• Try it:
Go through the entries below from the first line and transcribe each one exactly, ending with the line that contains "-282,7 +282,7 @@".
-- Opening Marker --
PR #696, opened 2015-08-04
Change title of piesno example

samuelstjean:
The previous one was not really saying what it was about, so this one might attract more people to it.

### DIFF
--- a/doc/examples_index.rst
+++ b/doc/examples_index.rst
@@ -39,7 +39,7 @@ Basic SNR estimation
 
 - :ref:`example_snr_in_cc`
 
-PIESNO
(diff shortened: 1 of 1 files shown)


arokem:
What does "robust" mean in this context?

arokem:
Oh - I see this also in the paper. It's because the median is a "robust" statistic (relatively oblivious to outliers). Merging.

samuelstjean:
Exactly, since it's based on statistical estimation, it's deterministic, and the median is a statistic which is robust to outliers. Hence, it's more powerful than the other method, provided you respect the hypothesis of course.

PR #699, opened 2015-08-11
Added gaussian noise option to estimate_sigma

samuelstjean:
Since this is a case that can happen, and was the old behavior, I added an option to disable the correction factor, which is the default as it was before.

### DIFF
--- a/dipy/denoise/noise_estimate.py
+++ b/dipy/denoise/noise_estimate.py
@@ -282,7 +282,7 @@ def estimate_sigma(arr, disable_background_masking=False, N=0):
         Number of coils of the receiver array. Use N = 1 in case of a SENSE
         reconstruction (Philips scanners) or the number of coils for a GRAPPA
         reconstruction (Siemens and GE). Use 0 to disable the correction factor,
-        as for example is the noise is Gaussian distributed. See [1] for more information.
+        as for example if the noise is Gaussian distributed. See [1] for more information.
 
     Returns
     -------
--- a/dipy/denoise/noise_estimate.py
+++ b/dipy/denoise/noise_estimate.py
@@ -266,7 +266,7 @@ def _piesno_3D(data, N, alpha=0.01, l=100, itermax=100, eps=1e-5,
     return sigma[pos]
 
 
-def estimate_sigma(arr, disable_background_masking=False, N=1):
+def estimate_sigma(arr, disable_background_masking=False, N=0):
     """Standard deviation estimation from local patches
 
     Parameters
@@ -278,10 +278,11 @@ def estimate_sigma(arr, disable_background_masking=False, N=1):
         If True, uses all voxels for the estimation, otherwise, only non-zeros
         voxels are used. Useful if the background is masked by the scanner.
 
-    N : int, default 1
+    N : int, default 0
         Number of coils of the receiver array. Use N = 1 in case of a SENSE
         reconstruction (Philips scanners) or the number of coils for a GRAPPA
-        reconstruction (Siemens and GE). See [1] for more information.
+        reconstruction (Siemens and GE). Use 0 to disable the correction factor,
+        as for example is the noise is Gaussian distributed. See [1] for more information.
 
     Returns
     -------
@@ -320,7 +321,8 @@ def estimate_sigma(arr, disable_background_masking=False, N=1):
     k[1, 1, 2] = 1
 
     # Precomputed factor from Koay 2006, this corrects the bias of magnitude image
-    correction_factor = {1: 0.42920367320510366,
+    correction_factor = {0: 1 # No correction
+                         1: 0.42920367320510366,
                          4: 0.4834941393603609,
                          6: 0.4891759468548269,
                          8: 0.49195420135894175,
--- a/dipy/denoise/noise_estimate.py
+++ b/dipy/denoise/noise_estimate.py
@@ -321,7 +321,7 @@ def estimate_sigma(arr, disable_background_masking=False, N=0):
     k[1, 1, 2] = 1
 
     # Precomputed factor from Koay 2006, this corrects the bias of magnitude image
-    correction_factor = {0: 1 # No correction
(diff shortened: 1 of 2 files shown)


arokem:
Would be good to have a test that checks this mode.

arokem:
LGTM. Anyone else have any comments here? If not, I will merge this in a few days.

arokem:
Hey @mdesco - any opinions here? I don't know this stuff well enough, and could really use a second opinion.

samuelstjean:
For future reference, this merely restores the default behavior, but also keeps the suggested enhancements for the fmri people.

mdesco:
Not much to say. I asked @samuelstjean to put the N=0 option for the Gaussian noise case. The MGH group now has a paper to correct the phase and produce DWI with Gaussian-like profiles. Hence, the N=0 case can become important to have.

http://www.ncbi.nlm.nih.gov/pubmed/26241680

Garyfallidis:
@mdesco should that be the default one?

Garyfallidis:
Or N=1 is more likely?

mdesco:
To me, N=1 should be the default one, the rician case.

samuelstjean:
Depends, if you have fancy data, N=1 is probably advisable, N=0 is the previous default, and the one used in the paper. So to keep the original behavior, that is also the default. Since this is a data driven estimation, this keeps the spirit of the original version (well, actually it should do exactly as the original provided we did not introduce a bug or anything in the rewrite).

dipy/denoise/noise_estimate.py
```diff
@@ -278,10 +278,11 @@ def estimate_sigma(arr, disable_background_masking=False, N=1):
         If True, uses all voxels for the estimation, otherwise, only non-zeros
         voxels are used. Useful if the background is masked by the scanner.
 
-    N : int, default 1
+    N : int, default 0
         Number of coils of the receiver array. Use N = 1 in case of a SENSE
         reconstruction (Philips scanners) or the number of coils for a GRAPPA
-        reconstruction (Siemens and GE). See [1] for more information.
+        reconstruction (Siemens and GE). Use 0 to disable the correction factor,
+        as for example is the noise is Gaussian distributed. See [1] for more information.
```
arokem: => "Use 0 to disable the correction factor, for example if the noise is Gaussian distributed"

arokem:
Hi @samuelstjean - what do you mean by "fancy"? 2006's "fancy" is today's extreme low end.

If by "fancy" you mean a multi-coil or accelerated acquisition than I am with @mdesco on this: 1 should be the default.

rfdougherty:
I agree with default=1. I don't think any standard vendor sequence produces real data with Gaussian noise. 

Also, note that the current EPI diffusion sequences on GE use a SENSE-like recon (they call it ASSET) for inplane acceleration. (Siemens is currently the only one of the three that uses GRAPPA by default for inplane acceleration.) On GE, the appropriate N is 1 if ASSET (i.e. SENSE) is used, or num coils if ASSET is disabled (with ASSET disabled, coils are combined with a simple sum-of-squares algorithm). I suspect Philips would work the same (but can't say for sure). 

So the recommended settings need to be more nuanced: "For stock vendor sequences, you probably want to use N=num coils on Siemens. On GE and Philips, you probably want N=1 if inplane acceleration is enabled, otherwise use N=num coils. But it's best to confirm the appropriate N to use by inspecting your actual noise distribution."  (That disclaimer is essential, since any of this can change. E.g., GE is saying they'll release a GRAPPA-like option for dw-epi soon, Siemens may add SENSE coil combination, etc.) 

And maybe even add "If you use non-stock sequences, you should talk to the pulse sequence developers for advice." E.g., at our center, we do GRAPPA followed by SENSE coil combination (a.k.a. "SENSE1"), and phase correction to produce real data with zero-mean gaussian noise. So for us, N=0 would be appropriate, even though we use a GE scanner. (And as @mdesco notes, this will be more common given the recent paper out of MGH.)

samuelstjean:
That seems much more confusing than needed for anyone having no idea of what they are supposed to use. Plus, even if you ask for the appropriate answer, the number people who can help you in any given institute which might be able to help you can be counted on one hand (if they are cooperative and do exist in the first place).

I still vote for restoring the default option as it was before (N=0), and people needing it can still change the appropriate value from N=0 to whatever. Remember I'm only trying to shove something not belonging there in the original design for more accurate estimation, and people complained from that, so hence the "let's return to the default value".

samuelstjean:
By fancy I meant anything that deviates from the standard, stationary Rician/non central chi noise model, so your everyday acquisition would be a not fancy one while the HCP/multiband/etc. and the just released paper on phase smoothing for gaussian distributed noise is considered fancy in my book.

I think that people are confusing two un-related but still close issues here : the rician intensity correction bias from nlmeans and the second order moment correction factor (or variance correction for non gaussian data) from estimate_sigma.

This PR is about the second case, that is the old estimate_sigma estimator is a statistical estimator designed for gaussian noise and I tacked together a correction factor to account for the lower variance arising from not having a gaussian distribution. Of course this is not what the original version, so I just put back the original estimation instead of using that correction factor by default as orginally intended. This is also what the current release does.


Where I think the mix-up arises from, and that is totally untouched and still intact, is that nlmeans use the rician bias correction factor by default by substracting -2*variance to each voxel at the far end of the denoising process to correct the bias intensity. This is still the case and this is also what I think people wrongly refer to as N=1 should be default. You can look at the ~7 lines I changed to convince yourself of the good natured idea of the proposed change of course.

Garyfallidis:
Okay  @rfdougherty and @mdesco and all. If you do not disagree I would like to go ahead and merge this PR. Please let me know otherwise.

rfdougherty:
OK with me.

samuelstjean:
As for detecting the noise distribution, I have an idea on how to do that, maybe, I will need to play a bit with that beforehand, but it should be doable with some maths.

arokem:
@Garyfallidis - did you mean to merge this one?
-- Closing Marker --
• Result for this task:
PR #696, opened 2015-08-04
Change title of piesno example

samuelstjean:
The previous one was not really saying what it was about, so this one might attract more people to it.

### DIFF
--- a/doc/examples_index.rst
+++ b/doc/examples_index.rst
@@ -39,7 +39,7 @@ Basic SNR estimation
 
 - :ref:`example_snr_in_cc`
 
-PIESNO
(diff shortened: 1 of 1 files shown)


arokem:
What does "robust" mean in this context?

arokem:
Oh - I see this also in the paper. It's because the median is a "robust" statistic (relatively oblivious to outliers). Merging.

samuelstjean:
Exactly, since it's based on statistical estimation, it's deterministic, and the median is a statistic which is robust to outliers. Hence, it's more powerful than the other method, provided you respect the hypothesis of course.

PR #699, opened 2015-08-11
Added gaussian noise option to estimate_sigma

samuelstjean:
Since this is a case that can happen, and was the old behavior, I added an option to disable the correction factor, which is the default as it was before.

### DIFF
--- a/dipy/denoise/noise_estimate.py
+++ b/dipy/denoise/noise_estimate.py
@@ -282,7 +282,7 @@ def estimate_sigma(arr, disable_background_masking=False, N=0):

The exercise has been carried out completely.